Skip to main content

Guidelines for making annotations for NLP classification

Based on our experience working with numerous annotations and building NLP models based on them, following these guidelines helps to render the subsequent workflow more efficient and organised.

Format

  • One class per line or separate columns for keywords for class 1, for class 2, etc. :

  • If more than 1 class is annotated for a review, please copy the review into new lines for the second and subsequent classes. Alternatively, create columns class 1, keywords for class 1, class 2, keywords for class 2, etc. Otherwise, it’s hard to match the keywords to the right class for that review.

  • All in lower case.

Keyword selection

Relevant only for rule-based models.

  • Avoid too general keywords which could lead to wrong detection, for example: bon, j’adore, j’aime, pas mauvais, etc., which can refer to taste, quality, environment and many other aspects.

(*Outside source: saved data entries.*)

PR #2093, opened 2021-02-08
Feature/npmci

danyball:
Fixes: faster and harder build. We could discuss if we also remove `rm -rf node_modules` because `ci` is doing that like the docu says. But i think rm is faster.

> In short, the main differences between using npm install and npm ci are:
> 
> The project must have an existing package-lock.json or npm-shrinkwrap.json.
> If dependencies in the package lock do not match those in package.json, npm ci will exit with an error, instead of updating the package lock.
> npm ci can only install entire projects at a time: individual dependencies cannot be added with this command.
> If a node_modules is already present, it will be automatically removed before npm ci begins its install.
> It will never write to package.json or any of the package-locks: installs are essentially frozen.

PS:

If that PR is approved i will install that also on midgard.

### DIFF
--- a/package.json
+++ b/package.json
@@ -10,7 +10,7 @@
     "watch-components": "lerna run watch --parallel",
     "setup-npm-links": "node scripts/setup-npm-link.js",
     "postinstall": "lerna bootstrap --hoist && cross-env NODE_ENV=production npm run build-components && lerna run --parallel genPackagelock",
-    "release": "npm whoami && npx lerna clean && rm -rf node_modules && npm ci && npm run test && lerna version --exact && cross-env NODE_ENV=production npm run build-components && lerna publish from-package",
+    "release": "npm whoami && npx lerna clean && npm ci && npm run test && lerna version --exact && cross-env NODE_ENV=production npm run build-components && lerna publish from-package",
     "start": "npm run storybook",
     "storybook": "start-storybook -p 6006 -s src/static",
     "build-storybook": "build-storybook -s ./src/static",
--- a/package.json
+++ b/package.json
@@ -10,7 +10,7 @@
     "watch-components": "lerna run watch --parallel",
     "setup-npm-links": "node scripts/setup-npm-link.js",
     "postinstall": "lerna bootstrap --hoist && cross-env NODE_ENV=production npm run build-components && lerna run --parallel genPackagelock",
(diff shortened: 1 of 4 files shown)


package.json
```diff
@@ -10,7 +10,7 @@
     "watch-components": "lerna run watch --parallel",
     "setup-npm-links": "node scripts/setup-npm-link.js",
     "postinstall": "lerna bootstrap --hoist && cross-env NODE_ENV=production npm run build-components && lerna run --parallel genPackagelock",
-    "release": "npm whoami && npx lerna clean && rm -rf node_modules && npm install && npm run test && lerna version --exact && cross-env NODE_ENV=production npm run build-components && lerna publish from-package",
+    "release": "npm whoami && npx lerna clean && rm -rf node_modules && npm ci && npm run test && lerna version --exact && cross-env NODE_ENV=production npm run build-components && lerna publish from-package",
```
raphaellueckl: As long as the `rm -rf` command stays there, i don't see the point in running npm ci. Because the whole purpose seems to be that it automatically does that for you.

And what I'm not sure about: It ALWAYS expects a package-lock file. Is that a good idea? What if you want to update all minor versions at once? By thinking about it, that is probably not a big concern, as npm install can still be run manually.

I would approve if you remove the `rm -rf node_modules`

raphaellueckl (changes requested):

package.json
markus-walther: I had to read up on things here: https://medium.com/better-programming/npm-ci-vs-npm-install-which-should-you-use-in-your-node-js-projects-51e07cb71e26 

@danyball A brief explainer would have been helpful.

"
- `npm ci` will delete your node_modules folder to ensure a clean state.
- It will look in your package-lock.json to install all the dependencies with the exact version.
- Unlike npm install, `npm ci` will never modify your package-lock.json. It does however expect a package-lock.json file in your project — if you do not have this file, npm ci will not work and you have to use npm install instead.

If you use npm ci, you’ll get reliable builds."

Convincing to me, and since it is restricted to `release`, OK. We can still update package-lock.json separately, using `npm i`.

markus-walther (dismissed):
LGTM, see feedback comment.

package.json
danyball: @markus-walther i have given exact your explainer at my description? 

Jep, will remove that.

raphaellueckl (approved):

  • Avoid too specific expression as keywords which could lead to few detection, for example, the rule j'ai laissé quelques seconds (for class preparation) can potentially detect very few reviews.

  • In other words, try to select essential keywords as much as possible. For example, the essential part for the keywords ce tarif (for class prix) should be just tarif. For the keywords panure croustillante (for class gout) it should be just croustillante, as panure could link to gout, quality, texture, etc.